What the Sony/Marvel Spider-Man Deal Means for Fans

While Marvel didn’t reacquire the Spider-Man license like some might have hoped, what did happen was fairly significant. Sony and Marvel came to a mutually beneficial deal in which Spider-Man will become a part of the Marvel Cinematic Universe, appearing in one Marvel film prior to having a new standalone feature to be released in July of 2017. Marvel will help produce the standalone film, even though Sony will continue to finance, distribute, and retain the final say on all creative decisions in regard to the film.

So. What does this mean? Well, first and foremost it will likely see the end of Andrew Garfield as Spider-Man. While it hasn’t been confirmed at this point that a reboot will take place, we can only assume that this is exactly what’s going to happen. The studios will have to differentiate the “new” Spider-Man with the previous ones, and the most effective way of doing that is by replacing the actor. “This is in no way related to the last two movies,” the move says.

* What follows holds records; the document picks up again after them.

PR #285, opened 2023-07-28
Allow propagating pod routes to nodes without overlay network

ScheererJ:

/area networking
/kind enhancement
/kind cleanup

Allow propagating pod routes to nodes without overlay network.

Some infrastructures may implement routing in the virtual network by moving all traffic via a routing component. This can introduce additional latency and will eventually become a bottleneck. In case the network is sufficiently capable of using a "short-cut" by applying local routes on the nodes, it can be desirable to do so.

This change allows to trigger propagation of pod routes to all nodes via an option in the networking configuration.

None.

**Release note**:

```other operator
Allow propagating pod routes to nodes without overlay network by specifying `shoot.spec.networking.providerConfig.overlay.createPodRoutes: true`
```


pkg/controller/actuator_reconcile.go
```diff
@@ -110,6 +110,13 @@ func (a *actuator) Reconcile(ctx context.Context, _ logr.Logger, network *extens
 			networkConfig.IPv4.Mode = (*calicov1alpha1.IPv4PoolMode)(pointer.String(string(calicov1alpha1.Never)))
 			networkConfig.Backend = (*calicov1alpha1.Backend)(pointer.String(string(calicov1alpha1.None)))
 		}
+		if networkConfig.Overlay != nil && networkConfig.Overlay.CreatePodRoutes != nil {
+			if *networkConfig.Overlay.CreatePodRoutes {
+				networkConfig.Backend = (*calicov1alpha1.Backend)(pointer.String(string(calicov1alpha1.Bird)))
+			} else {
+				networkConfig.Backend = (*calicov1alpha1.Backend)(pointer.String(string(calicov1alpha1.None)))
+			}
+		}
```
axel7born, line 119: Here it is possible to disable `bird` even if `Overlay` is enabled. 
Is that a valid configuration?
The logic in the related Cilium change seems to be different.

ScheererJ: Yes, indeed. What do you propose?

DockToFuture: Maybe something like that:

```
if networkConfig.Overlay != nil && !networkConfig.Overlay.Enabled && networkConfig.Overlay.CreatePodRoutes != nil && networkConfig.Overlay.CreatePodRoutes{
networkConfig.Backend = (*calicov1alpha1.Backend)(pointer.String(string(calicov1alpha1.Bird)))
}
```

pkg/controller/actuator_reconcile.go
```diff
@@ -110,6 +110,13 @@ func (a *actuator) Reconcile(ctx context.Context, _ logr.Logger, network *extens
 			networkConfig.IPv4.Mode = (*calicov1alpha1.IPv4PoolMode)(pointer.String(string(calicov1alpha1.Never)))
 			networkConfig.Backend = (*calicov1alpha1.Backend)(pointer.String(string(calicov1alpha1.None)))
```
DockToFuture, line 111: Maybe like that:
```suggestion
if networkConfig.Overlay.CreatePodRoutes != nil && networkConfig.Overlay.CreatePodRoutes{ 
   networkConfig.Backend = (*calicov1alpha1.Backend)(pointer.String(string(calicov1alpha1.Bird))) 
} else {
			networkConfig.Backend = (*calicov1alpha1.Backend)(pointer.String(string(calicov1alpha1.None)))
			}
```

DockToFuture:
Maybe you can also mention the field how this can be configured in the release notes.

pkg/controller/actuator_reconcile.go
ScheererJ: @DockToFuture @axel7born Is this how you expected it?

DockToFuture (approved):
/lgtm

PR #293, opened 2023-08-23
Vendor `gardener@1.77.2`

shafeeqes:

/area open-source
/kind enhancement

Vendor `gardener@1.77.2` and adapt breaking changes.

Fixes #

/cc @dimityrmirchev for https://github.com/gardener/gardener-extension-networking-calico/pull/293/commits/32a9e199190a723a7ffbe3f9c40459442bc2ff4c

**Release note**:

```other operator
The following dependency is updated:
- github.com/gardener/gardener: v1.76.0 -> v1.77.1
```


dimityrmirchev:
lgtm for https://github.com/gardener/gardener-extension-networking-calico/commit/32a9e199190a723a7ffbe3f9c40459442bc2ff4c

I also managed to notice a typo in the release note. It should say that g/g was updated to 1.77.1 instead of v1.71.1

dimityrmirchev:
I think that we can also apply the following patch


```patch
diff --git a/pkg/controller/actuator_reconcile.go b/pkg/controller/actuator_reconcile.go
index 5ea64028..c08bf0de 100644
--- a/pkg/controller/actuator_reconcile.go
+++ b/pkg/controller/actuator_reconcile.go
@@ -17,13 +17,14 @@ package controller
 import (
 	"context"
 	"fmt"
+	"time"
 
 	extensionscontroller "github.com/gardener/gardener/extensions/pkg/controller"
-	"github.com/gardener/gardener/pkg/apis/core/v1beta1/constants"
 	gardencorev1beta1helper "github.com/gardener/gardener/pkg/apis/core/v1beta1/helper"
 	extensionsv1alpha1 "github.com/gardener/gardener/pkg/apis/extensions/v1alpha1"
 	gardenerkubernetes "github.com/gardener/gardener/pkg/client/kubernetes"
 	"github.com/gardener/gardener/pkg/utils/chart"
+	"github.com/gardener/gardener/pkg/utils/managedresources"
 	"github.com/gardener/gardener/pkg/utils/managedresources/builder"
 	"github.com/go-logr/logr"
 	corev1 "k8s.io/api/core/v1"
@@ -148,17 +149,14 @@ func (a *actuator) Reconcile(ctx context.Context, _ logr.Logger, network *extens
 		return err
 	}
 
-	secret, secretRefs := calicoSecret(a.client, calicoChart, network.Namespace)
-	if err := secret.Reconcile(ctx); err != nil {
+	data := map[string][]byte{charts.CalicoConfigKey: calicoChart}
+	if err := managedresources.CreateForShoot(ctx, a.client, network.Namespace, CalicoConfigSecretName, "extension-networking-calico", false, data); err != nil {
 		return err
 	}
 
-	if err := builder.
-		NewManagedResource(a.client).
-		WithNamespacedName(network.Namespace, CalicoConfigSecretName).
-		WithSecretRefs(secretRefs).
-		WithInjectedLabels(map[string]string{constants.ShootNoCleanup: "true"}).
-		Reconcile(ctx); err != nil {
+	timeoutSeedCtx, cancelSeedCtx := context.WithTimeout(ctx, 2*time.Minute)
+	defer cancelSeedCtx()
+	if err := managedresources.WaitUntilHealthy(timeoutSeedCtx, a.client, network.Namespace, CalicoConfigSecretName); err != nil {
 		return err
 	}
 

```

shafeeqes:
@dimityrmirchev The wait for MR cannot be added, because the MR contains a deployment, and the nodes are only deployed after the network extension, so they cannot get healthy at this point of time. The e2e tests were failing, so I pushed a commit reverting this change.

pkg/controller/actuator_reconcile.go
```diff
@@ -139,12 +138,6 @@ func (a *actuator) Reconcile(ctx context.Context, _ logr.Logger, network *extens
 		return err
 	}
 
-	timeoutCtx, cancelCtx := context.WithTimeout(ctx, 2*time.Minute)
-	defer cancelCtx()
-	if err := managedresources.WaitUntilHealthy(timeoutCtx, a.client, network.Namespace, CalicoConfigManagedResourceName); err != nil {
-		return err
-	}
```
ScheererJ, line 163: Could you please clarify why you removed this?

ScheererJ (commented):
Thanks for the change. It looks good overall. I just have one question with regards code you removed.

pkg/controller/actuator_reconcile.go
shafeeqes: I added it as per https://github.com/gardener/gardener-extension-networking-calico/pull/293#issuecomment-1689347271, but as explained in https://github.com/gardener/gardener-extension-networking-calico/pull/293#issuecomment-1700483791, the MR cannot be healthy until the deployment is ready.

ScheererJ: Ok, now I get it. This was only introduced with this PR and then removed again.
Thanks for pointing it out.

Works for me.

ScheererJ (approved):
/lgtm

PR #297, opened 2023-09-22
Fix selector of cluster-proportional autoscalers for calico-typha.

ScheererJ:

/area networking
/kind bug

Fix selector of cluster-proportional autoscalers for calico-typha.

Both, the vertical as well as the horizontal autoscalers used the same label. This causes issues when other controllers try to validate the the correct amount of pods are running as both vertical as well as horizontal autoscalers match the label selector.

None.

**Release note**:

```other operator
Vertical and horizontal cluster-proportional autoscalers for calico-typha now use different label selectors.
```


rfranzke (approved):
/lgtm

PR #256, opened 2023-02-13
[API-24249] - Add a rescue for fields with no parsable json

gileswells:
https://vajira.max.gov/browse/API-24249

Unfortunately, if the new Spider-Man isn’t going to be related to the two Amazing Spider-Man movies that Sony put out as part of the first “reboot,” it also means that all of the building toward the Sinister Six has been for naught. All of that teasing that happened when it comes to the supervillain team-up — which at one point included a standalone movie of their own — won’t be happening now. The franchise maintenance that happened in The Amazing Spider-Man 2 seems like an even bigger waste of time now. They got Paul Giamatti into that Rhino suit for about three total minutes and we’re never going to see it again.

Worst of all, we’re likely never going to get to see Felicity Jones play Black Cat, which was the one and only thing I was genuinely looking forward to when it came to the Amazing Spider-Man franchise. Sure, she only had something like three scenes, but the now-Oscar-nominated actress playing Black Cat would have been worth watching. It looks like we now won’t get to see that. How much does this bug me? Well, I’ve dedicated an entire paragraph to it. That should tell you something.

What we might get is at least one element from the Sam Raimi trilogy of Spider-Man movies returning. J.K. Simmons — also now an Oscar nominee — recently stated that he’d be open to returning as J. Jonah Jameson, a role he absolutely nailed. Is it possible that he knew this news was coming, and that he’s already been approached? We shall see. It’s certainly a possibility.

Something else we know is that, at least for now, Spider-Man’s role in the Marvel Cinematic Universe is going to be very limited. This is a trial run for both studios. It’s only for two films, one of which will only give the web-slinger in a cameo role. Marvel isn’t going to let him be a crucial Avengers member or anything like that — not with a two-picture deal. Sony wouldn’t want that, either. If the standalone movie is a success and Sony feels that it would be smarter to go ahead with its own Spidey-universe, the studio wouldn’t want to confuse fans by yanking him away from an even bigger property without any explanation. We should expect Spider-Man to only have a small impact with respect to the greater Marvel universe — at least until a bigger deal is signed between Marvel and Sony.

With Spider-Man now in the “Marvel Studios” brand, we’re also going to shuffle around some of the scheduled Marvel films. Marvel has already announced that many of its future titles have been shifted. The next Thor movie has been moved back several months, Black Panther has been moved up a few months, and Inhumans has been pushed back to 2019. It was likely inevitable that some of these dates would be moved anyway, even with Marvel’s rock-solid release plan.

Even though we’ll see it before any new Spider-Man project, it’s likely that there’s going to be a large contingency of people who will hope that Fox’s Fantastic Four reboot will fall flat on its face. The logic being that since The Amazing Spider-Man films sucked, and Marvel has at least gotten some control back of Spider-Man as a result, if Fantastic Four sucks, the same thing could happen. Somehow, I don’t see that being the case, given that Fox and Sony are far different studios, and also because Spider-Man is a far bigger property than Fantastic Four, but that’s not going to matter to the Average Joe. Large contingencies are going to root for it to fail — larger than there would be had this Sony/Marvel deal not happened — just for the small possibility that a similar thing will happen with Fantastic Four.

And it’s true that this deal between Sony and Marvel could very well serve as a harbinger of things to come. If successful, we definitely could see Fox and Marvel strike a similar deal for either Fantastic Four or the X-Men franchise — although I don’t think it’s particularly likely, especially in the case of the latter. But that chance exists, and it exists in a larger degree than it did before this announcement.

If nothing else, the deal between Sony and Marvel to include Spider-Man in the Marvel Cinematic Universe is going to be an interesting story to follow in the coming months and years, and whatever it results in will surely be more interesting than Sony’s previous plan for the web-slinger, even if it means that we may never see Felicity Jones star as Black Cat. That will truly be one of the great tragedies of our time. Spider-Man in the Marvel Cinematic Universe? That may wind up being one of the great victories in the superhero genre.